At the time people talked about the way in which US corporations were alienating the developing world (we called it 'third world' then), and how it would create a generation of political difficulties for the US around the world. This was an initial wake up call to the American public, which was lost and forgotten in the fervor of the Go-Go Sixties. What was good for General Bullmoose was good for the USA. Or so we all thought.

Regrettably, once again US corporations, the Wall Street banks, are busy alienating the world against America's interests through their unethical and shockingly predatory business practices. It will be interesting if Asia and South America pick up this theme of banning the Wall Street banks on ethical considerations from doing certain types of business in their regions.

It would be even more significant if US financial assets were to no longer find a place with foreign investors, based on a perception of their somewhat fraudulent taint from the CDO ratings scandals. Little or no reform has yet occurred. Who will then expect anything to have changed?

The imbalances, flaws and conflicts of interest in the US financial markets are a genuine shame, and may yet cripple the economy once again. And the unwillingness of the reform President to do anything about it is even more shocking still. What is he thinking?

Congressman Alan Grayson (D-Fla) recently said , "There is a growing feeling on the part of Democrats that the president is getting bad advice from people who have sold out to Wall Street."

I think far too many people would agree whole-heartedly with him.

Guardian UK
Europe bars Wall Street banks from government bond sales
By Elena Moya
Monday 8 March 2010 21.36 GMT

European countries are blocking Wall Street banks from lucrative deals to sell government debt worth hundreds of billions of euros in retaliation for their role in the credit crunch.

For the first time in five years, no big US investment bank appears among the top nine sovereign bond bookrunners in Europe, according to Dealogic data compiled for the Guardian. Only Morgan Stanley ranks at number 10.

Goldman Sachs doesn't make the table. Goldman made it to number five last year and in 2006, and number eight in 2007, the data shows. JP Morgan was in the top ten last year and in 2007 and 2006 but doesn't appear this year.

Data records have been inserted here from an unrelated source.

PR #7902, opened 2022-11-29
Base: Simplify repetitious code

berniev:

---
Don't repeat yourself (DRY)


freecadci:
<a href="https://gitlab.com/freecad/FreeCAD-CI/-/commits/PR_7902">pipeline status</a> for feature branch [PR_7902](https://gitlab.com/freecad/FreeCAD-CI/-/commits/PR_7902). Pipeline [707612328](https://gitlab.com/freecad/FreeCAD-CI/-/pipelines/707612328) was triggered at [ea175a7](https://github.com/FreeCAD/FreeCAD/pull/7902/commits/ea175a771a77e40b90340f9ccd7b20fe8cfa4d34). All CI [branches](https://gitlab.com/freecad/FreeCAD-CI/-/branches/all) and [pipelines](https://gitlab.com/freecad/FreeCAD-CI/-/pipelines?scope=branches).

0penBrain:
@berniev how about having no default case and keep the latest line of the function returning it ? So if in the future one needs a case which just break, it works directly ?

berniev:
I thought about that, and indeed then just get rid of the switch but that would require an additional variable (which is almost always a bad thing) or replicating the function call getNodeType() which is often a bad thing. Also, code checkers will look at a switch and detect if there is missing options (eg if the test is a enum), so the case / default works well (IMHO).

src/Base/Parameter.cpp
```diff
@@ -1526,34 +1526,14 @@ DOMPrintFilter::FilterAction DOMPrintFilter::acceptNode(const DOMNode* node) con
...
-        break;
-    }
+        case DOMNode::DOCUMENT_TYPE_NODE:
+        case DOMNode::DOCUMENT_NODE: {
+            return DOMNodeFilter::FILTER_REJECT;// no effect
+        }
+        default: {
+            return DOMNodeFilter::FILTER_ACCEPT;
+        }
     }
```
0penBrain, line 1536: I was thinking to something like that :
```suggestion
        default: {
            // Let return function default value
        }
    }
    return DOMNodeFilter::FILTER_ACCEPT;
```

berniev: But why create an empty default and then separately a return? What is gained by the extra code?

0penBrain: It's clearer what is the function default return.
And if one want to add a new case like 
```
case foo:
    if (bar):
        break;
    else:
       foobar();
    [[fallthrough]]
```
That directly works.

berniev:
Thank you for reviewing this PR, but I can't see your suggestions offer any technical improvement.

Input is a NodeType. NodeType is an enum of 12 elements.
Output is a FilterAction. FilterAction is an enum of 3 elements. Only two are used.

The code specifies a result for some, but not all, of the possible inputs.
Not all possible enum cases are defined so a default is essential.

As a default is essential, and there are only two possible output values, the logic can be reduced to specifying only the _non-default_ items. That's just two NodeTypes.

if-then-else-if-else etc could be used but gets ugly pretty quick and either a) repeats the retrieval of the input, or b) requires an additional variable, and denies code checkers the ability to ensure all enum elements are covered.

if-else with booleans isn't much better.

A switch is the perfect structure here as the input is evaluated once and all logic is contained entirely within the one switch statement. Code checkers can warn if you miss cases. Cases can be easily added etc. Cases of like output are simply placed together (no break between) and fallthrough to the same code. Simple and concise.

The original has an additional return after the switch statement. All cases have a return so this return is unreachable code. Note also the redundant break statements in the original.

The alternative is add an intermediate output result variable but that is unnecessary complexity.

donovaly:
To me the PR looks good as it is - it removes the repetitions and keeps the functionality.

berniev:
@donovaly Thanks, but I think I've messed up (I cant prevent all those commits being sent). If you don't mind I'll come back afresh.

berniev:
See #7952

PR #7955, opened 2022-12-04
Unify version patch number management in cmake

adrianinsaval:
Current setup is confusing and inconsistent, see #7284
this can lead to incorrect version info in some places

I also remove a couple of files that look unused, one (src/Main/freecad.rc) looks like a generated file to me and the other (src/Build/BuildVersion.bat) is 2011 single line script that probably nobody uses anymore and even has a hardcoded path to an executable, it's probably from back when FreeCAD used SVN.

@donovaly I suggest backporting this to the 0.20 branch (at least the first commit) the third commit was cherry-picked from the 0.20 branch ddbcc0b3d58db90b9217ed3b8e2781338184646a


adrianinsaval:
what's missing is output of point release info when calling `FreeCAD.Version()` but that could potentially break scripts that use it

freecadci:
<a href="https://gitlab.com/freecad/FreeCAD-CI/-/commits/PR_7955">pipeline status</a> for feature branch [PR_7955](https://gitlab.com/freecad/FreeCAD-CI/-/commits/PR_7955). Pipeline [712917563](https://gitlab.com/freecad/FreeCAD-CI/-/pipelines/712917563) was triggered at [0d67775](https://github.com/FreeCAD/FreeCAD/pull/7955/commits/0d67775b931d67ed9e84ba933fd7878eaf7606c9). All CI [branches](https://gitlab.com/freecad/FreeCAD-CI/-/branches/all) and [pipelines](https://gitlab.com/freecad/FreeCAD-CI/-/pipelines?scope=branches).

CMakeLists.txt
```diff
@@ -18,11 +18,10 @@ project(FreeCAD)
 set(PACKAGE_VERSION_NAME "Vulcan")
 set(PACKAGE_VERSION_MAJOR "0")
 set(PACKAGE_VERSION_MINOR "21")
-set(PACKAGE_VERSION_PATCH "0")
+set(PACKAGE_VERSION_PATCH "0") # number of patch release (e.g. "4" for the 0.18.4 release)
 set(PACKAGE_VERSION_SUFFIX "dev") # either "dev" for development snapshot or "" (empty string)
-set(FREECAD_VERSION_PATCH "0") # number of patch release (e.g. "4" for the 0.18.4 release)
```
adrianinsaval, line 23: does somebody know if this is something that may be used by other programs that link freecad as a library?

donovaly: I just checked today around because I had the same idea as you and wondered why there is FREECAD_VERSION_PATCH and PACKAGE_VERSION_PATCH.

I found no reason,, so let's give it a try. However, to be safe, not for the 0.20 branch.

donovaly:
Oops, I was too rush. The file freecad.rc is necessary because otherwise the compiled .exe on Windows does not have version info. I will bring it back.

adrianinsaval:
but isn't that generated by cmake from freecad.rc.cmake?

donovaly:
Yes, but we need the file as such meaning already being generated. I will have a closer look once 0.20.2 is uploaded and I return to master. Maybe I just have to adapt a build script.

adrianinsaval:
> Yes, but we need the file as such meaning already being generated. I will have a closer look once 0.20.2 is uploaded and I return to master. Maybe I just have to adapt a build script.

the one in the repo does not have the info in it, it also just references the cmake variables (and is not the same as freecad.rc.cmake) , doesn't cmake create this file when it's run? there is no freecadCmd.rc file in the repo for example, but there is a freecadCmd.rc.cmake

adrianinsaval:
indeed:
https://github.com/FreeCAD/FreeCAD/blob/9869a2c3d7bdacdfac605db318c73e3b2d71245c/src/Main/CMakeLists.txt#L4-L5
https://cmake.org/cmake/help/latest/command/configure_file.html
that file is not used, it just gets replaced by the configured file generated by cmake

donovaly:
OK, so the removal was OK then.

"Governments do not have the confidence that the excessive risk-taking culture of the big Wall Street banks has changed and they still cannot be trusted to put the stability of the financial system before profit," said Arlene McCarthy, vice chair of the European parliament's economic and monetary affairs committee. "It is no surprise therefore that governments are reluctant to do business with banks that have failed to learn the lesson of the crisis. The banks need to acknowledge the mistakes that were made and behave in an ethical way to regain the trust and confidence of governments."

European sovereign bond league tables are now dominated by European banks such as Barclays Capital, Deutsche Bank, and Société Générale, the Dealogic table shows. Their business model is usually seen as more relationship-based, while US investment banks have traditionally been focused on immediate deal-making. (A euphemism for customer face-ripping - Jesse)

Being left out of government bond sales means missing out on one of the top fee-earning opportunities this year, given the relative drought in mergers and acquisitions and stock market flotations. Western European governments need to raise an estimated half a trillion dollars this year to refinance debts and pay for bank bailouts and rising unemployment....

Investment banks insist their business areas are separated by confidentiality walls, but countries have been furious about some of their trades appearing to conflict – either on their own books, or on behalf of clients.

Goldman Sachs said its overall position in the European sovereign bond market had improved this quarter once US dollar denominated deals were included. It said its own data showed it ranked fourth in European sovereign bond sales this year...

"The power of big investment banks was a factor in the banking crisis, and it's up to regulators and customers to stand up to them, and not picking them is one of the ways," Augar said...

The EU is also trying to curb US financial power by creating its own monetary fund – a replica of the Washington-based IMF. The need of a European fund has emerged during the Greek crisis, as European politicians have insisted financial troubles should be resolved at home.